BadBlue XLmerge - Share Excel worksheets over the webThere is a new BadBlue product called XLmerge out, which lets Excel users all work on the same spreadsheets while still using Excel. The idea was spawned by a business application with which I'd had little familiarity: insurance claims adjustment.

Now here's the crazy thing about sharing Excel worksheets if you're all not on the same LAN: there isn't a way to do it. Period. Short of emailing around a copy, there wasn't a viable option until XLmerge debuted. It used to be as easy to share a spreadsheet as it was for Muqtada al Sadr to buy term life insurance.

Now imagine if you're involved with insurance claims adjustment. As I understand it, there are accountants adding and modifying insurance claims. There are adjustors verifying the claims and... uhmm... adjusting them. There are attorneys and auditors verifying the entire process. And they're all working on the same spreadsheets at the same time. And they love... LOVE... to use Excel, so they won't cede their work to a web application. And with multiple parties involved, emailing a spreadsheet around would be about as effective as a "Michael Moore Diet Plan".

The whole idea of XLmerge boils down to a "version control system" for Excel. Users go to a central, secure web site and download an Excel workbook. The current state of the sheet is saved as a "snapshot" for later comparison purposes. The users work in Excel to analyze and modify the entries. Then they upload the modified workbook to the central site. A process catches the upload operation and compares the new sheet with their snapshot. A list of deletes, inserts and updates are created and, if some safety checks tolerate it, the master copy of the workbook is modified. Not exactly the high drama of a "Saved by the Bell" episode, but close.

So it's basically a version control system... but one that doesn't require an explicit "check-out" operation that would lock the spreadsheet to modifications by other users. Locking out other users in this case would make about as much sense as "MTV Cribs" touring an ex-rap-star's double-wide.

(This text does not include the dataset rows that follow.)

PR #1344, opened 2026-07-11
Schedule deserialization hardening

### LINKED ISSUE #1318: Insecure Deserialization
Action Scheduler library contains an insecure deserialization vulnerability in ActionScheduler_DBStore::fetch_action() method. The
  unserialize() function is called without the allowed_classes parameter on user-controllable data from the database, allowing
  arbitrary PHP object instantiation and remote code execution via PHP Object Injection (POI) when chained with SQL injection or
  database write access.

How to reproduce:

  1. Access MySQL database with credentials (requires SQL injection or compromised admin account)
  2. Create malicious PHP object:
  class ExploitGadget {
      public $file_path = '/var/www/html/wp-content/exploit-test.txt';
      public $content = 'EXPLOITED';
      public function __destruct() {
          file_put_contents($this->file_path, $this->content);
      }
  }
  $payload = serialize(new ExploitGadget());

  3. Insert payload into Action Scheduler table:
  INSERT INTO wp_actionscheduler_actions (hook, status, scheduled_date_gmt, schedule, args, group_id)
  VALUES ('test_hook', 'pending', NOW(), '[SERIALIZED_PAYLOAD]', '[]', 1);

  4. Trigger deserialization via Action Scheduler cron or manual call to ActionScheduler_Store::instance()->fetch_action($action_id)
  5. Verify code execution: Check if /var/www/html/wp-content/exploit-test.txt was created

  Vulnerable code location:
  classes/data-stores/ActionScheduler_DBStore.php:397
  $schedule = unserialize( $data->schedule ); // No allowed_classes parameter

barryhughes:
Both of the default action stores persist schedule information as serialized PHP blobs. However, there are currently no protections during the deserialization process to prevent PHP object injection attacks.

- Fixes https://github.com/woocommerce/action-scheduler/issues/1318
- Builds on and potentially replaces https://github.com/woocommerce/action-scheduler/pull/1341 (but I've kept that alive in case we want to rework from that foundation)

The core concept here (originally introduced by #1341, thank you @vladolaru) is to handle deserialization in one or more passes. High-level (slightly simplified) summary of the algorithm in this PR:

- First pass: unserialize() with an `allowed_classes` list covering the library's own schedule classes and the small set of support classes they legitimately nest (the `CronExpression` family, and the built-in date/time value objects). **Normal data hydrates fully in this pass** — if the outermost object is a schedule and nothing decoded to `__PHP_Incomplete_Class`, we return it with no further work.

So in this particular insurance claims application, I think there are about 16 users, several different companies, and 300 or so spreadsheets. So far, it seems to be a reasonable solution to a problem that, as far as I know, really had no effective solution. So anyone still emailing spreadsheets around in an error-prone process is kind of like John Kerry eating a Wendy's double. He didn't want to do it... he had to do it. Hopefully, they won't have to do that any longer.